# [DIRECTIONS FOR THIS TASK]
Search the material below for the string "consider" and copy each line where it appears.

# [DATA FOR ANALYSIS]
PR #6628, opened 2020-02-07
added PIDs for datasets and files to guestbook download

### LINKED ISSUE #6534: Add dataset and file PIDs to guestbook csv download
In all Dataverse 4.x versions, the guestbook csv file that dataverse owners can download identifies the datasets by dataset title:

Screen Shot 2020-01-16 at 3 21 17 PM

I recently helped someone who needed to analyze the data in a dataverse guestbook, and the instability of the dataset titles, the only way that the dataset is identified, became a problem.
- In the guestbook csv, commas are removed from dataset titles (https://github.com/IQSS/dataverse/issues/3449)
- The title shown is always from the first published version of the dataset, so for example, if the dataset title "Japan 1954" in the screenshot above was to change in a later published dataset version to "Replication data for: Japan 1954", the guestbook will still identify the dataset with "Japan 1954".

This instability makes it difficult to work with this data (like combining it with data from other sources).

Since the dataset DOI should be more stable, could that be added to the guestbook?

landreev:
Self-explanatory!

Closes #6534

**Additional documentation**:

### DIFF
--- a/src/main/java/edu/harvard/iq/dataverse/GuestbookResponseServiceBean.java
+++ b/src/main/java/edu/harvard/iq/dataverse/GuestbookResponseServiceBean.java
@@ -9,6 +9,7 @@ import edu.harvard.iq.dataverse.authorization.users.AuthenticatedUser;
 import edu.harvard.iq.dataverse.authorization.users.User;
 import edu.harvard.iq.dataverse.externaltools.ExternalTool;
 import edu.harvard.iq.dataverse.util.BundleUtil;
+import edu.harvard.iq.dataverse.util.StringUtil;
 import java.io.IOException;
 import java.io.OutputStream;
 import java.text.SimpleDateFormat;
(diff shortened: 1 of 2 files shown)


src/main/java/edu/harvard/iq/dataverse/GuestbookResponseServiceBean.java
```diff
@@ -226,6 +238,20 @@ public void streamResponsesByDataverseIdAndGuestbookId(OutputStream out, Long da
...
+        if (StringUtil.nonEmpty(protocol) && StringUtil.nonEmpty(authority) && StringUtil.nonEmpty(identifier)) {
+            StringBuilder sb = new StringBuilder();
+            sb.append(protocol);
+            sb.append(":");
+            sb.append(authority);
+            sb.append("/");
+            sb.append(identifier);
+            return sb.toString();
+        } 
+        return "N/A";
```
pdurbin: I'm fine with "N/A" here if there is no PID. Heads up to @jggautier

jggautier: Thanks. I have no preference. Another conventional option is to leave it blank, right?

In the case where some files in a Dataverse repository have file PIDs and some files don't (which I don't think is the case for any Dataverse repository yet), would using "N/A" be better than leaving it blank? I'm trying to remember the details of another guestbook-related conversation we had with a repository admin who said she preferred using a value instead of leaving it blank because it was a clearer to her that a record was written and, i.e. that the code worked.

pdurbin: @jggautier if you're fine with it, so am I. Thanks.

pdurbin:
@landreev heads up that as I moved this to QA I added a released note about the new columns: d2fcfb9d5

Issue #4938, opened 2018-08-08
Solr search result ordering broken


matthew-a-dunlap:
After upgrading solr, the configuration we had to boost search matches on certain Dataverse fields is broken. 

Based upon our configuration, the boosting should be in this order:

```
dvName^170
dvSubject^160
dvDescription^150
dvAffiliation^140
title^130
subject^120
keyword^110
topicClassValue^100
dsDescriptionValue^90
authorName^80
authorAffiliation^70
publicationCitation^60
producerName^50
fileName^40
fileDescription^30
variableLabel^20
variableName^10
text^1.0
```

Yet the result is off (note that this screenshot does not contain all the fields boosted)
![screen shot 2018-08-08 at 4 55 33 pm](https://user-images.githubusercontent.com/8901015/43865418-8c645176-9b30-11e8-8731-ed73a18ec226.png)

There is more information (production examples, etc) captured in https://github.com/IQSS/dataverse/issues/4836 , along with information on solr highlighting which has been fixed.

matthew-a-dunlap:
For whoever takes on this story: I have some best practice solr fixes that were not committed as part of the highlighting fix and should be included with this story. They are captured in https://github.com/IQSS/dataverse/tree/4836-solr-highlight-boost

matthew-a-dunlap:
After spending a while poking around in this I get the feeling that our results are acting more or less the same as before. I found http://beta.dataverse.org/ which is still running 4.8.2 (pre solr upgrade) and have been trying some queries on it. For example, when searching `test`, the datasets with `test` in the title are not inherently higher than those with `test` in other fields.

![screen shot 2018-09-19 at 6 59 20 pm](https://user-images.githubusercontent.com/8901015/45786445-76af6300-bc3e-11e8-80cc-45f031b5d863.png)

I've started reading up on this more and I think we have just misunderstood how boosting works. [This article](https://opensourceconnections.com/blog/2013/07/02/getting-dissed-by-dismax-why-your-incorrect-assumptions-about-dismax-are-hurting-search-relevancy/) has been helpful (though I haven't read it thru completely yet). It is also possible that the boosting was extra broken before the highlighting fix and I didn't notice that change.

I plan to read up on this more tomorrow and hope to have a better understanding of what we can actually do with boosting make results fit our needs.

matthew-a-dunlap:
[...]

PR #6631, opened 2020-02-10
6633 update solr 772

### LINKED ISSUE #6599: Clarification regarding supported Solr version(s)
Although solr 7.3.1  is used in the install example (http://guides.dataverse.org/en/4.19/installation/prerequisites.html#solr), there is no clarity as to exactly what versions are supported/tested.

Can i use the latest 7.x release, since 7.3.1 is now quite old?

What about the latest stable (8.x)?

Thanks in advance!

### LINKED ISSUE #6633: Upgrade from Solr 7.3.1 to 7.7.2
We're using Solr 7.3.1 but Solr 7.7.2 is out. We should upgrade.

Here's the changelog: https://lucene.apache.org/solr/7_7_2/changes/Changes.html

poikilotherm:
We should update to the latest supported version of Solr in the 7.x release train to be on an upstream supported release.

According to [this list](https://www.cvedetails.com/vulnerability-list/vendor_id-45/product_id-18263/Apache-Solr.html), there have been no minor or major security problems.

Closes #6633 

**2020-02-10: this is a WIP**
Basically, I just did a grep and sed to replace any "7.3.1" with "7.7.2":
```
rg "7\.3\.1" --files-with-matches | xargs sed -i '' -e 's/7\.3\.1/7.7.2/g'
mv conf/solr/7.3.1 conf/solr/7.7.2
```
Do we need to add more notes, add docs, ...?

We should discuss about the deprecation warnings (see #6599) and maybe get rid of 'em to prepare for the future. If we change that, we will need to check about reindexing advice for RLN.

We still need to figure out how to test all of this.

Components affected:
- SolrJ updated, so new WAR files needed with next release (4.20)
- Solr updated :laughing: (see also my note about deprecations above)
- Docker AIO -> @pameyer 
- Jenkins Integration Tests -> maybe @donsizemore 
- Vagrant -> @pdurbin 
- Installer and release Makefile -> @scolapasta and @landreev 
- Boosting rules (remember #4938 from last time)

Nope. Nada.

Definitely. Still needs to be take care of. A first draft is included in the commits.

**Additional documentation**:
None so far.


pdurbin:
> We should discuss about the deprecation warnings (see #6599)

How frequent are these warnings? Only on startup? Or are they emitted constantly and there's a risk of filling up a disk?

poikilotherm:
I only see them at startup, when config is parsed.

djbrooke:
@poikilotherm release note looks good, thanks for adding! I think the last time we updated Solr we had some issues with our boosting rules no longer working as expected (#4938), so I added a note in the testing area above. 

@scolapasta @pdurbin I like the upgrade here but I have some questions about what this means for the supported versions question in the original issue, I can ask post standup.

pdurbin:
At standup this morning we decided to create a new issue dedicated to the the upgrade itself and change the "closes" to that new issue. Here it is: #6633 

Previously, pull request was closing #6599 (Clarification regarding supported Solr version(s)) but we don't have a solution for this yet and want to treat that as a separate small chunk.

kcondon:
Quick q: has anyone in Dev reviewed the Solr release notes to see whether there are any obvious points of concern prior to testing?

pdurbin:
@kcondon I haven't. @poikilotherm , have you ?

kcondon:
@pdurbin I guess it was really a request if it hasn't been done. Thanks!

poikilotherm:
I have. I couldn't find anything relevant for us, but this should be verified in-depth by someone else. 4 eyes see more than 2.

pdurbin:
I just looked at the "upgrade notes" at https://lucene.apache.org/solr/7_7_2/changes/Changes.html for all the versions (screenshot below) and I don't see anything I'm concerned about. We don't use fancy features in Solr. I don't think any of these upgrade notes pertain to our use of Solr.

lucene apache org_solr_7_7_2_changes_Changes html

kcondon:
@poikilotherm @pdurbin Thanks for checking!

donsizemore:
I recompiled v4.19 with @poikilotherm's change to pom.xml, deployed it to https://payara5.odum.unc.edu and upgraded Solr to 7.7.2 on that host, FWIW.

Only entry in server.log so far:

`The web application [unknown] registered the JDBC driver [org.apache.solr.client.solrj.io.sql.DriverImpl] but failed to unregister it when the web application was stopped. To prevent a memory leak, the JDBC Driver has been forcibly unregistered.`

poikilotherm:
I see the same error message with current SolrJ 7.3.1, so no blocker :phew:

kcondon:
@poikilotherm Quick q: would it not be simpler to just install the new version rather than upgrade?

poikilotherm:
That might depend on how much time it takes to reindex and how much downtime is ok for your installation. I have no experience with big installations with 100.000+ datasets. Maybe @4thikonov can share experience about his 50.000 dataset import to give us an idea?

poikilotherm:
Ad 1) I have no idea if SolrJ 7.7 is compatible with Solr 7.3. I even have no idea where to look for such a statement. IMHO it might be better to upgrade, as our old SolrJ version has a CVE. We could also test this, but upgrading is always better IMHO...

Ad 2) We are only doing minor upgrades. Index is compatible from what I see in the release docs and upgrade notes. 

So no need to reindex as long as we don't change the schema config or a reindex becomes necessary due to changes in a metadata block like citation.tsv.

If you're asking the paranoid me, I'd do an update test with sample data...

Ad 3) I'm pretty sure that neither Dataverse nor Solr supports partial reindexes. An inplace reindex should be fine, no need to drop and rebuild. That should be much faster too, shouldn't it?

pdurbin:
@poikilotherm heads up that I tweaked your release note at b1fb21d. @kcondon and I worked on it together.

pdurbin:
> I'm pretty sure that neither Dataverse nor Solr supports partial reindexes.

Well, you can reindex individual datasets, for example: http://guides.dataverse.org/en/4.19/admin/solr-search-index.html#reindexing-datasets

poikilotherm:
Thank you everyone involved for a quick solution and all your efforts you spent so eager and willingly! Very much appreciated!

kcondon:
@poikilotherm @pdurbin After some additional testing, post merge, I'm finding some strange behavior:
performance is really poor on our production db copy and the pattern of indexing and logging has changed. After two hours it had indexed 5 dataverses, 27 datasets, and 399 files. With the current system it indexes all the dataverses first, then the datasets and indexes all 6000+ dataverses in 15 minutes. After switching back to prod release and solr the same db, same gfish, solr 7.3.0 on same box as 7.7.2 returned to good performance. I'm not seeing anything in server logs to indicate the issue and gfish/java is showing 100% cpu when running with new solr/war. I'm wondering if I have something misconfigured? I will try the new war with the current solr config to eliminate that from the equation. Any help or suggestions are appreciated.

poikilotherm:
You are testing with full text indexing turned on, right? If so, could you try again with fulltext indexing turned off and see if performance is back again?

Any chance we can create a representative test data set so this could be part of a load test in CI? If you have some time in spare: any chance to test this with current dataverse-sample-data to check if this happens with it, too? Reproducible problems are so much easier to debug... :wink:

kcondon:
@poikilotherm I am not testing with full text indexing and I am using the same db for both current and new solr test scenarios.

kcondon:
@poikilotherm @pdurbin So it looks like it is not the solrj client version, nor solr server but something in the develop branch related to indexing a particular dataverse we have in production, Murray Research Archive. I'm not sure yet what might be the problem but 1. the dv fails to index with no error, 2. batch index is impacted in a weird way, still partly functions, 3. logging is impacted and does not help with understanding the problem. I think 2 and 3 are preexisting and 1 might be related to dv metadata changes in this branch?

pdurbin:
> I do not think it has to do with this pr at this point until we learn more.

I agree. Judging from investigation by @sekmiller the problems mentioned above seem to have been introduced in pull request #6564. #6665 is the issue to watch for updates.

Issue #10128, opened 2023-11-17
MPCONFIG settings are not easily testable in API tests


pdurbin:
In our API tests (REST Assured), I know how to set database settings at the start of a test and unset them at the end. This allows me to exercise functionality, increase code coverage, etc.

MPCONFIG settings are used increasingly but from what I can tell, it's not easy to test them from our API tests.

A case in point is this PR I'm working on:

- #10122

I created some new MPCONFIG settings and I'd like to make sure they're working. It's easy enough to manually test but how do I vary MPCONFIG settings in API tests?

See also the [related thread](https://dataverse.zulipchat.com/#narrow/stream/379673-dev/topic/MPCONFIG.20in.20API.20tests/near/402729549) in Zulip.

Issue #8013, opened 2021-07-21
request access: when a user requests access to a file and is rejected, that action is saved and should be available via API


sbarbosadataverse:
At this time, rejected users are not saved in any way on the file level permissions page:
1. This removes and doesn't allow the dataset owner to track their actual numbers of data requests on their restricted file/dataset
2. This doesn't provide the user with a list of previous requests they can track and keep a record of rejected users
3. This has been requested in support tickets into Harvard Dataverse repeatedly.

sbarbosadataverse:
@TaniaSchlatter I created this ticket for the request access-rejected user scenario

qqmyers:
FWIW: The database is tracking granted and rejected requests these days, but there's no UI/API way to retrieve them yet. It would be relatively easy to add a parameter to the https://guides.dataverse.org/en/latest/api/dataaccess.html#list-file-access-requests call, e.g. ?includeHistory=true (mirroring the flag name from #11268 for curationStatus) to at least make the info accessible. It should also be possible to add the info to the current UI or SPA, but some guidance would be needed as to where to display it (showing the history for all files in the dataset page (permissions tab) could be a long list, could show it only on the file page? or?).

pdurbin:
Right, as discussed [in Slack](https://iqss.slack.com/archives/C03R1E7T4KA/p1740421436528709?thread_ts=1740417754.612809&cid=C03R1E7T4KA) as of the following PR there are three possible RequestState values that can be saved in the database: CREATED, GRANTED, REJECTED.

- #9599

Yes, it would be great to expose this via API.

cmbz:
2025/03/03
- Would require a backend db change
- Would require UI development

cmbz:
2025/03/03
- Moved to dv backlog column @scolapasta

scolapasta:
Ah, I hadn't realized we were now storing rejected. So yes, if that's the case, no DB change; still needs UI design (especially to handle when large number of rejects exist).

cmbz:
2025-04-09
Next steps for whomever picks up issue
- Confirm APIs don't exist
- Implement support in the API
- Open an SPA issue for the UI part (design and implementation)
Sizing at 30 initially

pdurbin:
Based on @cmbz's comment above I retitled this issue.

[...]

PR #11612, opened 2025-07-07
RoleAccess auditing/history functionality

qqmyers:
**What this PR does / why we need it**: Tracks the history of all RoleAssignment changes on a dataset or file, making it easy to see when roles were assigned and by whom, whether a user has had permission on an item in the past, etc. The history of role assignments is available in the (JSF) UI and via API, e.g. 
image

The API supports JSON and CSV outputs. 

All three cases are handled: assignments on a collection, assignments on a dataset, assignments to one or more files in a dataset. 

- Closes #

* At least through the UI, it looks like you can only assign the filedownloader role to files.  The history mechanism should work if there are other roles possible.
* To simplify the display, granting access to multiple files will group all files where access is granted/revoked at the same time by the same user into one line in the display. Same time currently means within the same minute. 
* Logging and displaying the history are controlled by a feature flag, the functionality is off by default.
* The download buttons in the UI use the API, requesting the CSV version via an Accept "text/csv" header. This required a) using a signedUrl to avoid requiring the experimental api-session-auth flag (this could be a general mechanism to allow the JSF UI to call the api as needed), and B) using Javascript to be able to send the header and write a file (versus just having a link to the raw URL - the browser would call that and show the json output on the screen instead of downloading csv).
* I created some IT tests (as well as local tests) - I don't know how to run them as part of the Jenkins build as they'd require the flag to be true (which I assume we don't want as the default).

**Suggestions on how to test this**: Turn on the flag, assign/revoke various roles, check that the history makes sense. The displays are ordered by revocation date (unrevoked first), then assignment date. Note that either the assign or revoke dates and assigner/revoker fields can be null - the revoked ones because the assignments are active, the assign one when the assignment was made before RA history functionality was turned on.

**Does this PR introduce a user interface change? If mockups are available, please link/include them here**: see image above.

**Additional documentation**: API and UI docs included, feature flag documented.


doc/release-notes/11612-RAHistory.md
```diff
@@ -0,0 +1,17 @@
+# Role Assignment History Tracking
+
+Dataverse can now track the history of role assignments, allowing administrators to see who assigned or revoked roles, when these actions occurred, and which roles were involved. This feature helps with auditing and understanding permission changes over time.
+
+## Key components of this feature:
+
+- **Feature Flag**: The functionality can be enabled/disabled via the `ROLE_ASSIGNMENT_HISTORY` feature flag
```
pdurbin: Please indicate whether the feature is on or off by default. From below it sounds like it's off by default. Is there a reason why we don't want it on?

doc/sphinx-guides/source/api/native-api.rst
```diff
@@ -1440,6 +1440,78 @@ The fully expanded example above (without environment variables) looks like this
...
+.. code-block:: bash
+
+  curl -H "X-Dataverse-key:xxxxxxxx-xxxx-xxxx-xxxx-xxxxxxxxxxxx" -H "Accept: application/json" "https://demo.dataverse.org/api/datasets/dvAlias/assignments/history"
+
+The response is a JSON array of role assignment history entries with the following structure for each entry:
+
+.. code-block:: json
+
+  {
+    "definedOn": "1",
```
pdurbin, line 1529: Elsewhere we have both `definitionPointId` and `definitionPointName`:

```
src/test/java/edu/harvard/iq/dataverse/api/DeactivateUsersIT.java
83:                .body("data.traces.roleAssignments.items[0].definitionPointName", equalTo(dataverseAlias))
84:                .body("data.traces.roleAssignments.items[0].definitionPointId", equalTo(dataverseId))
```

Should we consider showing both instead of just the id?

At the very least, should we consider switching to `definitionPointId`, for consistency? It appears above and in the following JsonPrinter method:

    public static JsonObjectBuilder json(RoleAssignment ra) {
        return jsonObjectBuilder()
                .add("id", ra.getId())
                .add("assignee", ra.getAssigneeIdentifier())
                .add("roleId", ra.getRole().getId())
                .add("roleName", ra.getRole().getName())
                .add("_roleAlias", ra.getRole().getAlias())
                .add("privateUrlToken", ra.getPrivateUrlToken())
                .add("definitionPointId", ra.getDefinitionPoint().getId());
    }

Obviously, internal consistency across the JSON and CSV formats for this feature is desired, as well, so we should update both if we make any updates.

doc/sphinx-guides/source/api/native-api.rst
```diff
@@ -4006,6 +4078,135 @@ Upon success, the API will return a JSON response with a success message and the
...
+  curl -H "X-Dataverse-key:xxxxxxxx-xxxx-xxxx-xxxx-xxxxxxxxxxxx" -H "Accept: text/csv" "https://demo.dataverse.org/api/datasets/3/assignments/history"
+
+The CSV response has column headers mirroring the json entries. They are internationalized (when internationalization is configured).
+
+Note: This feature requires the "role-assignment-history" feature flag to be enabled (see :ref:`feature-flags`).
+
+Dataset Files Role Assignment History
+~~~~~~~~~~~~~~~~~~~~~~~~~~~~~~~~~~~~~
+
+Get the history of role assignments for the files in a dataset. This API call returns a list of role assignments and revocations for all files in the specified dataset.
```
pdurbin, line 4266: It doesn't show file requests, right? That's what this issue is about:

- #8013

doc/sphinx-guides/source/api/native-api.rst
```diff
@@ -4058,6 +4130,135 @@ Upon success, the API will return a JSON response with a success message and the
...
+
+  curl -H "X-Dataverse-key:$API_TOKEN" -H "Accept: text/csv" "$SERVER_URL/api/datasets/$ID/assignments/history"
+
+The fully expanded example above (without environment variables) looks like this:
+
+.. code-block:: bash
+
+  curl -H "X-Dataverse-key:xxxxxxxx-xxxx-xxxx-xxxx-xxxxxxxxxxxx" -H "Accept: text/csv" "https://demo.dataverse.org/api/datasets/3/assignments/history"
+
+The CSV response has column headers mirroring the json entries. They are internationalized (when internationalization is configured).
```
pdurbin:
```suggestion
The CSV response has column headers mirroring the JSON entries. They are internationalized (when internationalization is configured).
```

doc/sphinx-guides/source/api/native-api.rst
```diff
@@ -1440,6 +1440,78 @@ The fully expanded example above (without environment variables) looks like this
...
+
+  curl -H "X-Dataverse-key:$API_TOKEN" -H "Accept: text/csv" "$SERVER_URL/api/dataverses/$ID/assignments/history"
+
+The fully expanded example above (without environment variables) looks like this:
+
+.. code-block:: bash
+
+  curl -H "X-Dataverse-key:xxxxxxxx-xxxx-xxxx-xxxx-xxxxxxxxxxxx" -H "Accept: text/csv" "https://demo.dataverse.org/api/dataverses/3/assignments/history"
+
+The CSV response has column headers mirroring the json entries. They are internationalized (when internationalization is configured).
```
pdurbin:
```suggestion
The CSV response has column headers mirroring the JSON entries. They are internationalized (when internationalization is configured).
```

doc/sphinx-guides/source/user/dataverse-management.rst
```diff
@@ -119,14 +119,16 @@ Clicking on Permissions will bring you to this page:
...
-When you access a Dataverse collection's permissions page, you will see three sections:
+When you access a Dataverse collection's permissions page, you will see three or four sections:
 
 **Permissions:** Here you can decide the requirements that determine which types of users can add datasets and sub Dataverse collections to your Dataverse collection, and what permissions they'll be granted when they do so.
 
 **Users/Groups:** Here you can assign roles to specific users or groups, determining which actions they are permitted to take on your Dataverse collection. You can also reference a list of all users who have roles assigned to them for your Dataverse collection and remove their roles if you please.
 
 **Roles:** Here you can reference a full list of roles that can be assigned to users of your Dataverse collection. Each role lists the permissions that it offers.
 
+**Role Assignment History** If enabled, you'll be able to see the history of when roles have been assigned and revoked and by whom.
```
pdurbin, line 130: Should we link to the feature flag here?

src/main/java/edu/harvard/iq/dataverse/DataverseRoleServiceBean.java
```diff
@@ -329,4 +372,164 @@ For a given permission and dataverse Id get all of the roles (built-in or owned
...
+    }
+
+    public static class RoleAssignmentHistoryConsolidatedEntry {
+        private String roleName;
+        private String assigneeIdentifier;
+        private String assignedBy;
+        private Date assignedAt;
+        private String revokedBy;
+        private Date revokedAt;
+        private List<Long> definitionPointIds;  // New field
```
pdurbin:
```suggestion
        private List<Long> definitionPointIds;
```

It won't be new forever. 😄

src/main/java/edu/harvard/iq/dataverse/ManageFilePermissionsPage.java
```diff
@@ -567,7 +584,45 @@ public void setRenderFileMessages(boolean renderFileMessages) {
         this.renderFileMessages = renderFileMessages;
     }
 
+    public String getsignedUrlForRAHistoryCsv() {
```
pdurbin: getSignedUrlForRAHistoryCsv is preferred, right?

src/main/java/edu/harvard/iq/dataverse/ManageFilePermissionsPage.java
```diff
@@ -567,7 +584,45 @@ public void setRenderFileMessages(boolean renderFileMessages) {
...
+        String apiPath = "/api/v1/datasets/" + dataset.getId() + "/files/permissions/history";
```
pdurbin, line 589: I wonder how many of these hard-coded `/v1`'s we have in the codebase. This should probably be a constant so we can find them all some day when we need to.

src/main/java/edu/harvard/iq/dataverse/engine/command/impl/AssignRoleCommand.java
```diff
@@ -61,21 +64,23 @@ public AssignRoleCommand(PrivateUrlUser privateUrlUser, DataverseRole memberRole
...
+            throw new IllegalCommandException("User " + user.getUserIdentifier() + " is deactivated and cannot be given a role.", this);
         }
-        // TODO make sure the role is defined on the dataverse.
-        RoleAssignment roleAssignment = new RoleAssignment(role, grantee, defPoint, privateUrlToken, anonymizedAccess);
-        return ctxt.roles().save(roleAssignment);
     }
+    if(isExistingRole(ctxt)){
+        throw new IllegalCommandException(BundleUtil.getStringFromBundle("datasets.api.grant.role.assignee.has.role.error"), this);
+    }
+    // TODO make sure the role is defined on the dataverse.
```
pdurbin, line 78: I'm confused about this TODO. Are we worried about custom roles? And I thought roles were system-wide rather than being defined on a collection. (I realize this comment is preexisting and that it was simply moved around in this PR.)

src/test/java/edu/harvard/iq/dataverse/api/UtilIT.java
```diff
@@ -2577,7 +2577,7 @@ static Response grantRoleOnDataset(String definitionPoint, String role, String r
                 .post("api/datasets/:persistentId/assignments?key=" + apiToken + "&persistentId=" + definitionPoint);
     }
 
-    static Response revokeRole(String definitionPoint, long doomed, String apiToken) {
+    static Response revokeRoleOnDataverse(String definitionPoint, long doomed, String apiToken) {
```
pdurbin, line 2599: Nice cleanup 👍

src/test/java/edu/harvard/iq/dataverse/api/RoleAssignmentHistoryIT.java
```diff
@@ -0,0 +1,396 @@
...
+
+import org.junit.jupiter.api.BeforeAll;
+import org.junit.jupiter.api.Test;
+
+import edu.harvard.iq.dataverse.authorization.DataverseRole;
+
+/**
+ * Integration tests for the Role Assignment History API endpoints. 
+ * 
+ * Note: These tests require the role-assignment-history FeatureFlag to be true and are not run in normal builds
```
pdurbin, line 24: Yeah, it's a bummer we can't turn on a feature flag during a test. I opened an issue about this:

- #10128

Obviously, if we ever have this feature turned on by default, we make it so these new tests run in Jenkins by adding it to tests/integration-tests.txt.

doc/release-notes/11612-RAHistory.md
qqmyers: Yes, it's off by default - I chose that primarily to keep the current functionality as the default - seems like most of our flags are in that direction.

doc/sphinx-guides/source/api/native-api.rst
qqmyers: Not sure - 'both' only exist for dataverses (id, alias) whereas datasets/files could use (id, PID (if available)), and the file-level call can actually return a comma-separated list of file ids in the definedOn field.

doc/sphinx-guides/source/api/native-api.rst
qqmyers: Right - this is just when assignments have been made or revoked. Whether a request is granted/denied is related but separate (denied would not have any RA history entries).

src/main/java/edu/harvard/iq/dataverse/ManageFilePermissionsPage.java
qqmyers: fixed - for both this and the ManagePermissionsPage. (Interesting that the call to in in the JSF appears to be case insensitive for that character).

src/main/java/edu/harvard/iq/dataverse/ManageFilePermissionsPage.java
qqmyers: Not sure - I added a comment that these are there specifically because the /v1 (or /v2 someday) has to be included for the signature to validate since the /api/datasets/... call is expanded to have the version in it by the servlet(?) in front of Dataverse.

src/main/java/edu/harvard/iq/dataverse/engine/command/impl/AssignRoleCommand.java
qqmyers: I don't understand it either - perhaps custom is right. It is an 11 year old comment on a command that does https://github.com/IQSS/dataverse/blob/808d68fbf33364f35450b44fb55ab1676092caa7/src/main/java/edu/harvard/iq/dataverse/engine/command/impl/AssignRoleCommand.java#L28

src/main/java/edu/harvard/iq/dataverse/ManageFilePermissionsPage.java
pdurbin: Ah, I didn't know that. Thanks for adding a comment!

doc/release-notes/11612-RAHistory.md
pdurbin: Sure, but you could have not even hidden it behind a feature flag. Is there anything you're worried about? Why not just give this feature to everyone?

doc/sphinx-guides/source/api/native-api.rst
pdurbin: Ok. Maybe we can revisit this when we build this feature in the SPA. Or maybe we won't have to. 🤷

src/main/java/edu/harvard/iq/dataverse/engine/command/impl/AssignRoleCommand.java
pdurbin: Bleh. Ok, as I say to my dog, "leave it!" We can circle back another day. 😄

ofahimIQSS:
need an update here to resolve conflicts

ofahimIQSS:
looks good to me - merging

# [RESPONSE TO THE EXERCISE]
Should we consider showing both instead of just the id?
At the very least, should we consider switching to `definitionPointId`, for consistency? It appears above and in the following JsonPrinter method:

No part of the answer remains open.